Antczak searches for markers that identify particular genes on equine chromosomes. Most of the imprinted genes discovered in several species so far are involved in early placental and fetal growth. In pigs, scientists have identified some imprinted genes that affect muscle and heart mass in utero. About 30 imprinted genes have been identified in humans and are linked to disorders such as Prader-Willi and Angelman syndromes (related to mental retardation), Turner's syndrome, Huntington's disease, bipolar depression, and schizophrenia.

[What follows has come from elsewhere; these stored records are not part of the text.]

PR #1283, opened 2026-07-15
feat(router): logger improvements, access logs 

### LINKED ISSUE #503: logger identifier for the schema version

### LINKED ISSUE #755: Correlate log lines with request identifiers

### LINKED ISSUE #765: Access logs

dotansimha:
Closes https://github.com/graphql-hive/router/issues/755 
Closes https://github.com/graphql-hive/router/issues/765 
Closes https://github.com/graphql-hive/router/issues/503 

Docs PR: https://github.com/graphql-hive/docs/pull/147 
Docs preview: https://a507d5b7-hive-platform-docs.theguild.workers.dev/graphql/hive/docs/router/observability/logging

## Background 

Extracted only the crucial changes from https://github.com/graphql-hive/router/pull/775 and re-implements major parts of it. 

### Disable logging from internal crates 

A new config flag `log.log_internals` (default: `false`) has been added, that creates a `Targets` filter. It has a hardcoded list of log targets (mostly `ntex`) to remove and avoid printing. Most of `ntex` internal logging are noise, and we would like to avoid logging it, even when `debug` level is set. 

A user can enable these by setting `log.log_internals=true`, or by setting `LOG_INTERNALS=true` in the env. 

### Improved existing log lines 

This PR also iterated all of the existing log lines (specifically the debug/info/warn/error levels) and adjusted the following:

* User-based errors (like validation/parsing/invalid requests) are logged as warning, as they do not imply a router error. 
* Router-based/internal-errors (like failure to load schema or apply an internal process in the pipeline) are printed as errors level.
* All log lines have `target` configured explicitly, so log lines are now much more clear and easy to read or filter.
* Everything related to the router workflow/pipeline is printed as `debug`. No log lines are printed on the hotpath, expect for the summary (see below).
* No nested `fields` or nested structued are printed, to allow log ingestors to process logs easily. 
* Added new log lines in decision areas of the Router, all under `DEBUG` level. 

### Structured Logging 

I've iterated all existing log lines and modified their attributes to be printed as-is, instead of printing it using a raw string. This allow JSON logging to be printed nicely and inspected by tools like DataDog or Grafana. 

The `message` of each log line is only there to indicate and identify the even, and no log message contains information about the event. All data and fields are tracked as standalone fields, and they are not nested. 

### Performance impact 

`tracing` crate internal processes can be heavy. To avoid a major perf regression, while still allowing usersto get meaningful logs that are all-or-nothing, we've implement several mechanism and applied decisions to find the right balance:

- We do not use `tracing`'s internal request-id correlation mechanism that is based on `span`s - this has a major impact since it records too many data items. Instead, we have a task-local implementation that tracks exactly what we need. 
- Custom logs formatters are in charge of correlation the log line with the request. 
- JSON log formatter is implemented from scratch, without performing any serialization (no serde / sonic_rs or any other itermediate representation). 
- The default log level is `INFO` and it prints only the request summary (see below), everything else is `DEBUG`. 
- All log lines that are lower than `DEBUG` in our code ( = `TRACE`) are dropped at compile time.

### Custom log formatters 

For `json` logging, we've implemented a custom formatter that does not construct any object, and avoid any JSON object allocations, or serialization. This means, that we construct the JSON output log lines, with a simple `buffer` that's also shared to avoid re-allocation for every log line. 

For `text` logging, we use the `compact` format, but avoid re-allocation of new objects when possible.

The new, custom, log formatters are also in charge of injecting the request identifiers into every log line. 

### Access Logs / Request Summary

While running the request, we attached a `RequestSummary` object that has a set of pre-defined attributes that are relevant for a request summary: 

```rs
pub struct RequestSummary {
    pub client_name: OnceLock<String>,
    pub client_version: OnceLock<String>,
    pub operation_name: OnceLock<String>,
    pub operation_type: OnceLock<&'static str>,
    pub operation_hash: OnceLock<String>,
    pub persisted_document_id: OnceLock<String>,
    pub subgraph_requests: AtomicU32,
    pub involved_subgraphs: Mutex<HashSet<String>>,
    pub error_count: AtomicU32,
    pub partial_response: AtomicBool,
    pub response_code: OnceLock<&'static str>,
    pub response_mode: OnceLock<&'static str>,
    pub status_code: AtomicU16,
    pub payload_bytes: AtomicI64,
    pub duration_ms: AtomicU64,
}
```

During execution, a task-local struct is attached to the request execution, and different part of the codebase can `record` information and hints about the execution. I tried to avoid any allocations where possible, but we can't avoid them all due to the need to use `'static` lifetime for the task-local variable. 

Once a request completes, a single log line is printed on the `INFO` level, summarizes the request overall: 

> `2026-07-22T06:03:46.293394Z  INFO router::request: operation_name=“IntrospectionQuery” operation_hash=“1a9246e236afb66a7cccaf18c07c38f2" subgraph_requests=0 involved_subgraphs=“” error_count=0 partial_response=false response_mode=“dual” status_code=200 payload_bytes=17302 duration_ms=3 request_id=629431863395501115` 

### Logs Correlation

In order to implement full request correlation, every incoming request is being inspected for both request-id and traceparent information. Both can be configured, or fully disabled from the config. 

```yaml
log:
  correlation:
    id_header: x-request-id
    trace_propagation: true
```

image

In order to do that, we create a tokio task-specific variable that holds the request identifiers extracted from the request. Then the task-local data is passed to the request processing `Future`. 

If a request doesn't have a `X-Request-ID` header, then Router will generate one for it, so logs lines are always correlated.  

### Subscriptions support 

Same as HTTP, subscriptions also extract correlations and attached them, either based on the initial message headers, or based on the per-operation headers. 

We do not print a log line for the initial HTTP part of Subscriptions, and we consider every operation execution on the subscriptions channel as a separate execution when it comes to requst-id correlation. 

Request correlation is based on the headers that can be passed over the init message, or subscribe message. 

The request-id and request-summary are being passed to the execution thread (as `Arc`) of subscriptions, so they can also correlate log lines and report summary details without effort.

For stream-based HTTP requests, I've implemented mechanism to "bind"/attach the summary and request-identifier to the response, so when `ntex` finally drops the response, it will `Drop` the summary object that will print the correct summary information. 
Also, `duration_ms` for stream-based reports the final time of the request, since it was staretd. For `payload_bytes` it will be an accumulation of all bytes sent in all events. 

### Improved log filter

The existing `log.log_filter` (or `LOG_FILTER` env var) can now mute noise from the router itself, by doing something like `LOG_FILTER=router::supergraph=off`. This allow more granular control over specific targets and parts of the Router logs. 

### Non-blocking stdout logging 

Instead of using the default `stdout`, we are now using `tracing-appender`'s solution for non-blocking writing https://docs.rs/tracing-appender/latest/tracing_appender/#non-blocking-writer.

Also, the output is buffered so it won't print every character to the `stdout` immediately, to prevent over-flushing of data to the stdout. 

### Testing 

Added some e2e to cover the important log lines, log attributes, req-id correlations, and also to test and cover the impact on OTEL (due to the "fake" span we create for the logging). 

## Breaking Changes 

* Log level `trace` no longer available 
* Log formats `pretty`, `tree` and `pretty-compact` no longer available, only `text` and `json` are available now.

## TODO 

- [x] apply core changes from previous PR
- [x] changes to code to make it more logging-friendly
- [x] http request logging
- [x] subgraph calls logging
- [x] graphql layer logging
- [x] env vars control 
- [x] bring back env-based log filter
- [x] `trace` level in development only
- [x] e2e testing
- [x] subscriptions 
- [x] figure out perf regression
- [x] subgraph call target 
- [x] subgraph http logging 
- [x] schema id in the log line 
- [x] subscriptions support (correlation over `spawn`)
- [x] stream support (`duration_ms` + `payload_bytes`) 
- [x] sonyflake?
- [x] changeset
- [x] docs


bin/router/src/pipeline/parser.rs
```diff
@@ -151,6 +155,8 @@ pub async fn parse_operation_with_cache(
                         err.0.errors.first()
                     {
                         if *msg == "Token limit exceeded" {
+                            warn!(target: targets::GRAPHQL_PARSING, "token limit exceeded");
+
```
enisdenjo, line 159: since INFO is the default, and this is WARN - an unauthenticated client can produce an extra log line for every malformed request, in addition to the request summary. this creates a straightforward log amplification path.

in general, I'd keep client-caused details at DEBUG and let the INFO request summary carry the error code and count

```suggestion
                            debug!(target: targets::GRAPHQL_PARSING, "token limit exceeded");
```

bin/router/src/pipeline/parser.rs
```diff
@@ -161,22 +167,23 @@ pub async fn parse_operation_with_cache(
                             );
                         }
                     }
-                    error!("Failed to parse GraphQL operation: {}", err);
+
+                    warn!(target: targets::GRAPHQL_PARSING, error = ?err, "failed to parse GraphQL operation");
```
enisdenjo: same reasoning as above

```suggestion
                    debug!(target: targets::GRAPHQL_PARSING, error = ?err, "failed to parse GraphQL operation");
```

lib/internal/src/telemetry/logging/request_id.rs
```diff
@@ -0,0 +1,162 @@
...
+            return Some(context_ref.trace_id());
+        }
+
+        None
+    }
+
+    fn extract_req_id(&self, headers: &impl HeaderLookup) -> RequestId {
+        if let Some(req_id_header) = headers.lookup_str(self.cfg.id_header.get_header_ref()) {
+            return RequestId::FromRequest(req_id_header.to_string());
+        }
```
enisdenjo: remember that the request ID header is an untrusted header, not having a length limit is an issue. a large header value can multiply into many large log lines and allocations

```suggestion
        if let Some(req_id_header) = headers
            .lookup_str(self.cfg.id_header.get_header_ref())
            .filter(|value| !value.is_empty() && value.len() <= 128)
        {
            return RequestId::FromRequest(req_id_header.to_string());
        }
```

maybe also have a character allowlist? making sure the request id is easily readable and can be pasted in all log consumers as is

lib/internal/src/telemetry/logging/request_id.rs
```diff
@@ -0,0 +1,162 @@
...
+
+    pub fn trace_id(&self) -> Option<&str> {
+        self.trace_id.as_deref()
+    }
+}
+
+impl RequestIdentifierExtractor {
+    pub fn new(cfg: CorrelationConfig) -> Self {
+        Self {
+            generator: Sonyflake::new().expect("Sonyflake generator should initialize successfully; ensure system clock is correct and network interfaces are available"),
```
enisdenjo, line 47: yeah copilot asked already, but are we sure? how often and when can this happen? is it truly that rare?

bin/router/src/pipeline/websocket_server.rs
```diff
@@ -360,329 +375,362 @@ async fn handle_text_frame(
...
+                  debug!(target: targets::GRAPHQL_EXECUTION, error_count = shared_response.error_count(), "graphql request completed");
+
+                  summary::record(|s| {
+                      s.error_count.store(
+                          shared_response.error_count() as u32,
+                          std::sync::atomic::Ordering::Relaxed,
+                      );
+                      s.set_duration(started_at.elapsed());
+                  });
+                  summary::emit();
```
enisdenjo: WebSocket failures before line 362, including missing or retired supergraphs, happen before request correlation and summary scopes are installed. furthermore, parse, validation, authorization, and execution failures later in the inner future return early before `summary::emit()` at this line. these operations therefore produce no request summary.

maybe create the merged headers, identifiers, and summary before entering the operation body, then emit once after the body returns rather than only on the success path?

bin/router/src/lib.rs
```diff
@@ -120,20 +131,90 @@ impl BackgroundTask for CallbackServer {
...
+            "http request completed",
+        );
+
+        summary::record(|s| {
+            s.status_code
+                .store(status_code, std::sync::atomic::Ordering::Relaxed);
+            s.payload_bytes
+                .store(payload_bytes, std::sync::atomic::Ordering::Relaxed);
+            s.set_duration(started_at.elapsed());
+        });
```
enisdenjo, line 209: this emits the request summary as soon as the response object is created. `duration_ms` does not include stream delivery and `payload_bytes` is always `-1`, so the event is not a "completed" request access log. this is can be misleading for subscriptions that may remain open for hours (specifiaclly the duration)

maybe for streams log "http request started" + "http request ended"?

bin/router/src/telemetry.rs
```diff
@@ -368,62 +391,48 @@ async fn metrics_handler(registry: web::types::State<prometheus::Registry>) -> H
...
+pub fn init_logging<S>(config: &LoggingConfig) -> Result<(DynLayer<S>, WorkerGuard), ParseError>
 where
     S: tracing::Subscriber
         + for<'span> tracing_subscriber::registry::LookupSpan<'span>
         + Send
         + Sync,
 {
+    let stdout_stream = std::io::stdout();
+    let is_terminal = stdout_stream.is_terminal();
+    let (stdout_writer, stdout_guard) = tracing_appender::non_blocking(stdout_stream);
```
enisdenjo: [`tracing_appender::non_blocking` is lossy by default!](https://github.com/tokio-rs/tracing/blob/d9d4c542de10f5d3a711b7a45ffe450fd0666437/tracing-appender/src/non_blocking.rs#L203) logs cant ever be lossy

```suggestion
    let (stdout_writer, stdout_guard) =
        tracing_appender::non_blocking::NonBlockingBuilder::default()
            .lossy(false)
            .finish(stdout_stream);
```

lib/internal/src/telemetry/logging/format_text.rs
```diff
@@ -0,0 +1,49 @@
...
+            let line = buf.strip_suffix('\n').unwrap_or(&buf);
+            writer.write_str(line)?;
+
+            let _ = REQUEST_IDENTIFIERS.try_with(|ids| -> std::fmt::Result {
+                write!(writer, " request_id={}", ids.req_id())?;
+                if let Some(trace_id) = ids.trace_id() {
+                    write!(writer, " trace_id={}", trace_id)?;
+                }
+                Ok(())
+            });
```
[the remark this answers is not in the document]
enisdenjo: ^ yes

lib/internal/src/telemetry/logging/request_id.rs
```diff
@@ -0,0 +1,162 @@
...
+}
+
+impl RequestId {
+    pub fn as_str(&self) -> &str {
+        match self {
+            RequestId::FromRequest(s) => s.as_str(),
+            RequestId::Generated(s) => s.as_str(),
+        }
+    }
+}
```
enisdenjo: the whole purpose of `HeaderLookup` is to bridge two concrete header map types and `RequstId` has two variants with identical storage and behavior. I dont think that either abstractions are necessary

instead just use a `String` for the ID and pass the looked-up `Option<&str>` into the extractor - i.e. pluck out the header at the request identifying call sites

```diff
pub struct RequestIdentifiers {
-   req_id: RequestId,
+   req_id: String,
    trace_id: Option<String>,
}
```

enisdenjo (changes requested):
- do we really want to maintain our own JSON writer for logging? do we have concrete evidence that this is really faster? maybe add a focused benchmark just for evaluating whether it's really faster, for proof and for potential future switching of the JSON writer if we find out that this one has (security) issues
- `RequestSummary` with atomics, a mutex, a hash set, and several locks is allocated for every request even when `router::request=off`
- https://github.com/graphql-hive/router/pull/1283/changes#r3631758193

dotansimha:
> * do we really want to maintain our own JSON writer for logging? do we have concrete evidence that this is really faster? maybe add a focused benchmark just for evaluating whether it's really faster, for proof and for potential future switching of the JSON writer if we find out that this one has (security) issues

I noticed a slight perf improvement, but that's not everything. We can't use the built-in `fmt().json()` formatter because that's the part that today injects the contentual parameters from the `span` (when you use `.instrument(...)`). This is a major perf killer because of so maybe thing tracked within that `span` and the way it's being processed. 
So to print a custom attribute (our req_id/trace_id), we have to use a custom formatter. If we already do that, the extra effort to just print the string instead of using intermediate JSON objects just makes sense. 

> `RequestSummary` with atomics, a mutex, a hash set, and several locks is allocated for every request even when router::request=off

Good point. Fixed in https://github.com/graphql-hive/router/pull/1283/commits/a6f0c809f6ca070959daa4e0da5b10452b6d1c13

lib/internal/src/telemetry/logging/request_id.rs
dotansimha: Good point. Fixed in https://github.com/graphql-hive/router/pull/1283/commits/6c0a0f61a409f1b2cc9afd470263265579c5dd1a

bin/router/src/telemetry.rs
dotansimha: Good catch. Fixed in [`5eaaf40` (this PR)](https://github.com/graphql-hive/router/pull/1283/commits/5eaaf4079ee54c26c550ce374eb1a3a56647b8d5)

lib/internal/src/telemetry/logging/request_id.rs
dotansimha: Super rare: https://codeberg.org/enra/sonyflake-rs/src/branch/main/src/builder.rs#L67-L98 

But for the sake of avoiding this complexity - do you think we should just replace it now with `ulid` and "accept" the extra `ns`? (initial benchmark shows it has a super low impact)

lib/internal/src/telemetry/logging/request_id.rs
dotansimha: super good catch. I've added a sanitation in https://github.com/graphql-hive/router/pull/1283/commits/3f875a8c624697e46164328219b2051c8619b508

bin/router/src/pipeline/parser.rs
dotansimha: good point, thanks

bin/router/src/pipeline/parser.rs
dotansimha: fixed

bin/router/src/telemetry.rs
```diff
@@ -368,62 +391,51 @@ async fn metrics_handler(registry: web::types::State<prometheus::Registry>) -> H
...
         + for<'span> tracing_subscriber::registry::LookupSpan<'span>
         + Send
         + Sync,
 {
+    let stdout_stream = std::io::stdout();
+    let is_terminal = stdout_stream.is_terminal();
+    let (stdout_writer, stdout_guard) =
+        tracing_appender::non_blocking::NonBlockingBuilder::default()
+            .lossy(false)
+            .finish(stdout_stream);
```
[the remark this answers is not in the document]
dotansimha: @enisdenjo what do you think?

bin/router/src/pipeline/websocket_server.rs
dotansimha: fixed in https://github.com/graphql-hive/router/pull/1283/commits/a8513a06ac58a8ccd5ab02375c79a5e3ada16b35

bin/router/src/lib.rs
dotansimha: good point, thanks. 

> maybe for streams log "http request started" + "http request ended"? 

you mean, in addition to the summary?

lib/internal/src/telemetry/logging/request_id.rs
```diff
@@ -0,0 +1,148 @@
...
+        }
+
+        None
+    }
+
+    fn extract_req_id(&self, headers: &impl HeaderLookup) -> String {
+        if let Some(req_id_header) = headers.lookup_str(self.cfg.id_header.get_header_ref()) {
+            return req_id_header.to_string();
+        }
+
```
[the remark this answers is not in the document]
dotansimha: fixed

bin/router/src/pipeline/validation/mod.rs
```diff
@@ -146,11 +151,8 @@ pub async fn validate_operation_with_cache(
         }
 
         if !errors.is_empty() {
-            error!(
-                "GraphQL validation failed with total of {} errors",
-                errors.len()
-            );
-            trace!("Validation errors: {:?}", errors);
+            warn!(target: targets::GRAPHQL_VALIDATION, total_errors = errors.len(), "GraphQL validation failed");
+            debug!(target: targets::GRAPHQL_VALIDATION, errors = ?errors, document = %validation_operation, "validation errors");
```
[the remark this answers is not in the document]
dotansimha: printed on purpose

bin/router/src/lib.rs
enisdenjo: `duration_ms` is misleading for long living connections and if it were to show the true duration, no matter how long - I think that would be very useful info for the user.

technically a request does not _end_ after accepting a HTTP stream, so request summery/complete does not even make sense here. should the summary be moved to the end of the subscription? or split in two? what are your thoughts?

bin/router/src/telemetry.rs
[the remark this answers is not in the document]
enisdenjo: I think there's never a good argument to drop logs. even it comes at a cost of performance

lib/internal/src/telemetry/logging/request_id.rs
enisdenjo: super rare is good enough for me

bin/router/src/telemetry.rs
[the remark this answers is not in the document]
dotansimha: agree

bin/router/src/lib.rs
dotansimha: Thanks, that's great feedback. I've implement full tracking for subscriptions :) 

Meaning:
- incoming req identifiers are also captured and shared as scope for the `spawn` calls of subscriptions, so now they can contribute to overall request summary, and their log lines are not correlated (it was missing before). 
- implement a guard that's being attached to the `Response`, so only when the response completes (=stream closes), it prints the summary, so `duration_ms` is real now. 
- subscription payloads are acumulated now so `payload_bytes` contains the total payload sent.

lib/internal/src/telemetry/mod.rs
```diff
@@ -62,36 +69,41 @@ impl TelemetryContext {
 
         let mut propagators: Vec<Box<dyn TextMapPropagator + Send + Sync>> = Vec::new();
 
-        if config.trace_context {
+        if telemetry_config.trace_context {
             propagators.push(Box::new(TraceContextPropagator::new()));
         }
```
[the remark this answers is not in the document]
dotansimha: No, this one does not impact the actual logging infra. 
It's the OTEL that can contribute to the logging extractors, not the other way around. Logging can just disable it fully.

lib/internal/src/telemetry/logging/format_text.rs
```diff
@@ -0,0 +1,49 @@
+use std::cell::RefCell;
```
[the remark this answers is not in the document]
dotansimha: fixed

"The activities of imprinted genes seem to be prenatal, affecting growth and in utero development, but their effects are significant enough to persist a lifetime. If we confirm that imprinted genes can affect muscle growth and heart mass in horses, for example, such knowledge could prove very important to racing and performance," said Antczak, pointing to Secretariat's heart for example. Although that racing superstar was of average size, his heart weighed 22 pounds, compared to the average 8.5-pound thoroughbred heart.

Antczak is currently studying four possible markers for imprinted genes in the horse, all that affect growth. Such research is now possible, thanks to Zweig funding of the Horse Genome Project, which is racing forward and allowing Cornell equine scientists to work on the worldwide frontiers of equine genomics.

"This funding provides us with a framework of genetic equine knowledge that we can use to identify markers for imprinted genes in the horse and to determine their effect on athleticism or other important physical traits," Antczak said.

On the cusp of a new millennium, we just might be facing a brave new world of equine genetics in which horse specialists will breed more efficiently for performance or bone and joint function and influence the incidence, for example, of allergic respiratory diseases such as COPD (chronic obstructive pulmonary disease), debilitating arthritis, and OCD (osteochondritis dissecans disease); all of which have genetic components.

"We might also explore a range of questions," Antczak noted, "such as: Are there examples of placental failures that are due to inherited genes from sires? Do some stallions transmit genes for a superior prenatal environment which would enhance fetal growth? Do certain maternal genes determine the pattern for fetal growth which can influence performance? Can we ultimately learn how to switch some beneficial genes on?"

The answers to these questions just may become evident in the century ahead.